「デザインの寿命を長くしたい」。掲示が終わった広告が、世界でひとつだけのバッグに

小林明子

企画やデザインに膨大な時間や労力がかかるのに、掲示されるのはわずかな期間だけ。倉庫で眠らせるか廃棄するしかなかった広告宣伝物を掘り出し、バッグにアップサイクルするプロジェクトがあります。クリエイティビティを使い捨てにしないという発想の原点とは。

幼虫として土の中で数年間を過ごし、ようやく地上に出たらたった数週間で死んでしまうセミ。

そんなセミの一生に似ているのが、時間をかけて準備したのに掲示期間が終わると廃棄されてしまう、広告宣伝物の運命です。

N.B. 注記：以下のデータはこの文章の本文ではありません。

PR #1010, opened 2022-02-04
slight editorial tweaks to Connection

### LINKED ISSUE #1009: Editorial tweaks to Connection
The Connection header field is oddly inconsistent with the other field definitions in how it defines the grammar late in the description. I think it is worth an editorial fix.

royfielding:
Fixes #1009

### DIFF
--- a/draft-ietf-httpbis-semantics-latest.xml
+++ b/draft-ietf-httpbis-semantics-latest.xml
@@ -2936,6 +2936,13 @@ Host: www.example.org
    The "Connection" header field allows the sender to list desired
    control options for the current connection.
 </t>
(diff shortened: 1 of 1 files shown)


mnot (approved):

draft-ietf-httpbis-semantics-latest.xml
```diff
@@ -2949,7 +2956,7 @@ Host: www.example.org
    connection-option in this field, remove any header or trailer field(s) from
    the message with the same name as the connection-option, and then
    remove the Connection header field itself (or replace it with the
-   intermediary's own connection options for the forwarded message).
+   intermediary's own control options for the forwarded message).
```
reschke, line 2959: @royfielding - was that change intentional?

royfielding: Yes, they are referred to as control options in the definition. A connection-option is the ABNF term.

PR #1012, opened 2022-02-28
clarify handling of invalid or unsatisfiable range requests

### LINKED ISSUE #1011: Clarify range validity/satisfiability
A couple of related issues:
First, from section 14.1.1:

>    An int-range is invalid if the last-pos value is present and less
>    than the first-pos.

and from 14.1.2:

>    If a valid bytes range-set includes at least one range-spec with a
>    first-pos that is less than the current length of the representation,
>    or at least one suffix-range with a non-zero suffix-length, then the
>    bytes range-set is satisfiable.  Otherwise, the bytes range-set is
>    unsatisfiable.

So the first bug is that by this definition the invalid range-set "6-2" for a representation of length 10 would be considered satisfiable since the first-pos is less than the current length, even though the range-spec is invalid. It should probably say "at least one _valid_ range-spec".

In the latter quote, what does "valid bytes range-set" mean? A range-set's validity or invalidity is not explicitly defined, unless it refers here only to the syntactic correctness (no illegal chars etc.) regardless of whether any range-specs in it are invalid.

More generally, it is unclear what the relationship between an invalid range-spec and invalid range-set is: is the set invalid if at least one spec is invalid, or should invalid specs just be ignored as long as there are other valid ones in the set?

This is similarly confusing in section 14.2:

>    If all of the preconditions are true, the server supports the Range
>    header field for the target resource, and the specified range(s) are
>    valid and satisfiable (as defined in Section 14.1.2), the server
>    SHOULD send a 206 (Partial Content) response with a content
>    containing one or more partial representations that correspond to the
>    satisfiable ranges requested.
> 
>    ...
> 
>    If all of the preconditions are true, the server supports the Range
>    header field for the target resource, and the specified range(s) are
>    invalid or unsatisfiable, the server SHOULD send a 416 (Range Not
>    Satisfiable) response.

it mentions range(s) being valid/invalid or satisfiable/unsatisfiable, but valid/invalid is only defined for a range-spec, and satisfiable/unsatisfiable is only defined for a range-set (and not individual ranges). btw there are later references to a single range being satisfiable/unsatisfiable, although this is undefined.

Here too there is ambiguousness - it's unclear what happens if e.g. there is one invalid range-spec in the set (such as "1-5,9-7") - does that mean the "the specified range(s) are valid and satisfiable" (not all of them are) or "the specified range(s) are invalid or unsatisfiable" (not all of them are).

I think this should be clarified - either explicitly define valid/invalid/satisfiable/unsatisfiable separately for range-spec and for range-set, and then use the appropriate terminology in section 14.2 (range-spec or range-set rather than "range(s)"), or just explicitly define how an invalid range-spec affects the range-set (ignore it or make the whole set invalid), and/or qualify in both paragraphs in 14.2 whether it is 'all ranges' or 'at least one range' or whatever is deemed correct.

royfielding:
Fixes #1011 

This is longer than I wanted but has the benefit of defining a satisfiable ranges-specifier in general (instead of only for bytes requests), how to handle an invalid ranges-specifier as a bad request, and defines which code to use for an unsupported range-unit.

I believe all of this was implied by the existing text and how we have used valid/invalid, but I think it is clearer stated this way instead of the prior generalizations.

YMMV. This probably should be reviewed by the WG (just to be sure).

### DIFF
--- a/draft-ietf-httpbis-semantics-latest.xml
+++ b/draft-ietf-httpbis-semantics-latest.xml
@@ -7731,8 +7731,8 @@ If-Unmodified-Since: Sat, 29 Oct 1994 19:43:31 GMT
 </t>
 
 <section title="Range Specifiers" anchor="range.specifiers">
-  <iref primary="true" item="satisfiable"/>
-  <iref primary="true" item="unsatisfiable"/>
+  <iref primary="true" item="satisfiable range"/>
+  <iref primary="true" item="unsatisfiable range"/>
 <t>
    Ranges are expressed in terms of a range unit paired with a set of range
    specifiers. The range unit name determines what kinds of range-spec
@@ -7858,7 +7858,7 @@ bytes=500-999
    is one less than the current length of the selected representation).
 </t>
 <t>
-   A client can request the last N bytes (N &gt; 0) of the selected
+   A client can refer to the last N bytes (N &gt; 0) of the selected
    representation using a <x:ref>suffix-range</x:ref>.
    If the selected representation is shorter than the specified
    <x:ref>suffix-length</x:ref>, the entire representation is used.
@@ -7895,7 +7895,8 @@ bytes=500-700,601-999
    </li>
 </ul>
 <t>
-   A valid bytes <x:ref>range-spec</x:ref> is satisfiable if it is either:
+   For a <x:ref>GET</x:ref> request, a valid bytes <x:ref>range-spec</x:ref>
+   is <x:ref>satisfiable<x:ref> if it is either:
 </t>
 <ul>
    <li>an <x:ref>int-range</x:ref> with a <x:ref>first-pos</x:ref> that
@@ -7905,9 +7906,10 @@ bytes=500-700,601-999
        <x:ref>suffix-length</x:ref>.</li>
 </ul>
 <t>
-   If the selected representation has zero length, the only satisfiable form of
-   <x:ref>range-spec</x:ref> is a <x:ref>suffix-range</x:ref> with a non-zero
-   <x:ref>suffix-length</x:ref>.
+   When a selected representation has zero length, the only
+   <x:ref>satisfiable<x:ref> form of <x:ref>range-spec</x:ref> in a
+   <x:ref>GET</x:ref> request is a <x:ref>suffix-range</x:ref> with a
+   non-zero <x:ref>suffix-length</x:ref>.
 </t>
 <t>
    In the byte-range syntax, <x:ref>first-pos</x:ref>,
--- a/draft-ietf-httpbis-semantics-latest.xml
+++ b/draft-ietf-httpbis-semantics-latest.xml
@@ -7954,10 +7954,12 @@ bytes=500-700,601-999
 </t>
 <t>
    A server that supports range requests &MAY; ignore or reject a
-   <x:ref>Range</x:ref> header field that consists of more than two
-   overlapping ranges, or a set of many small ranges that are not listed
-   in ascending order, since both are indications of either a broken client or
-   a deliberate denial-of-service attack (<xref target="overlapping.ranges"/>).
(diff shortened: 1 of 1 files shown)


mnot (approved):
Think this is ok, but admittedly I don't have all of the state for ranges paged in at the moment.

draft-ietf-httpbis-semantics-latest.xml
```diff
@@ -7972,8 +7991,17 @@ bytes=500-700,601-999
 </t>
 <t>
    If all of the preconditions are true, the server supports the Range header
-   field for the target resource, and the specified range(s) are invalid or
-   unsatisfiable, the server &SHOULD; send a
+   field for the target resource, and the received Range field-value contains
+   an invalid <x:ref>ranges-specifier</x:ref>,
+   the server &SHOULD; send a <x:ref>400 (Bad Request)</x:ref> response.
+</t>
```
reschke, line 7997: I'm not entirely happy that we seem to add a nwe normative requirement to produce a 400 here.

draft-ietf-httpbis-semantics-latest.xml
```diff
@@ -7717,6 +7717,8 @@ If-Unmodified-Since: Sat, 29 Oct 1994 19:43:31 GMT
 </t>
 
 <section title="Range Specifiers" anchor="range.specifiers">
+  <iref primary="true" item="satisfiable"/>
```
reschke, line 7720: maybe "satisfiable range"

draft-ietf-httpbis-semantics-latest.xml
```diff
@@ -7867,13 +7881,15 @@ bytes=500-700,601-999
...
-   then the bytes <x:ref>range-set</x:ref> is satisfiable. Otherwise,
-   the bytes <x:ref>range-set</x:ref> is unsatisfiable.
+   A valid bytes <x:ref>range-spec</x:ref> is satisfiable if it is either:
 </t>
+<ul>
+   <li><t>an <x:ref>int-range</x:ref> with a <x:ref>first-pos</x:ref> that
+       is less than the current length of the selected representation;
+       or,</t></li>
+   <li><t>a <x:ref>suffix-range</x:ref> with a non-zero
+       <x:ref>suffix-length</x:ref>.</t></li>
```
reschke, line 7891:
```suggestion
   <li>an <x:ref>int-range</x:ref> with a <x:ref>first-pos</x:ref> that
       is less than the current length of the selected representation;
       or,</li>
   <li>a <x:ref>suffix-range</x:ref> with a non-zero
       <x:ref>suffix-length</x:ref>.</li>
```

reschke (changes requested):
I htink this would be an irmprovement, but we need to think about the new 400 requirement.

draft-ietf-httpbis-semantics-latest.xml
royfielding: I don't consider that to be a new requirement. An invalid ranges specifier is something that the specification already disallowed as a bad message, and the standard code response for "client sent a bad message" is 400. The SHOULD is because servers are allowed to ignore Range before parsing it.

draft-ietf-httpbis-semantics-latest.xml
royfielding: done

draft-ietf-httpbis-semantics-latest.xml
reschke: I do not disagree, but we have a new SHOULD here :-).

royfielding: okay, have a look at https://github.com/httpwg/http-core/pull/1012/commits/f654eff36c7de2dc0d383e303ab3842a4dc9493a

reschke (approved):
Thanks!

PR #1146, opened 2024-12-11
Don't overwrite already set accum_t, fix pointwise output resolution

jmitrevs:
# Description

Modify `Layer._set_accum_t()` to not overwrite an already existing `accum_t`, which can happen in an optimizer. Also, modify the pointwise init functions to do nothing, since the values are already set. Otherwise, the result_t was overwritten, potentially nullifying an explicit value set by a quantizer (a Quant node in a failing test). 

## Type of change

## Tests

The failing test that this fixes will be added soon. It is important that it doesn't break anything else.

TODO:  We should confirm that there are no other optimizers that may cause the same probelm

## Checklist

### DIFF
--- a/hls4ml/backends/fpga/fpga_layers.py
+++ b/hls4ml/backends/fpga/fpga_layers.py
@@ -73,12 +73,14 @@ class BatchNormalizationQuantizedTanh(Layer):
 class PointwiseConv1D(Conv1D):
     '''Optimized Conv1D implementation for 1x1 kernels.'''
 
-    # Nothing to do, will pick up function and config from class name
-    pass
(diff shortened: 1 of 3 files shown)


jmitrevs:
This needs https://github.com/fastmachinelearning/example-models/pull/19 to be merged.

jmitrevs:
With the updated example-models, and existing test (`test_qonnx.py::test_sep_conv[Vitis]`) fails in main but passes with this change. For the TODO, I moved the optimizer to merge the linear activation to later, so I do not think there are any other layers that will fail in this way.

JanFSchulte (approved):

「ひとつの広告には、企画、デザイン、撮影、議論など、目には見えないけれど多くの人たちの労力と時間とアイデアが詰まっています。物質的な素材の再利用も大切ですが、むしろ僕は『デザインの寿命を長くしたい』という思いが強いです」

展示が終わった広告や掲示物などのデザインを生かし、バッグにアップサイクルするブランド「蝉 semi」。ブランド名にそんな思いをこめた創業者の石川大輔さんに、話を聞きました。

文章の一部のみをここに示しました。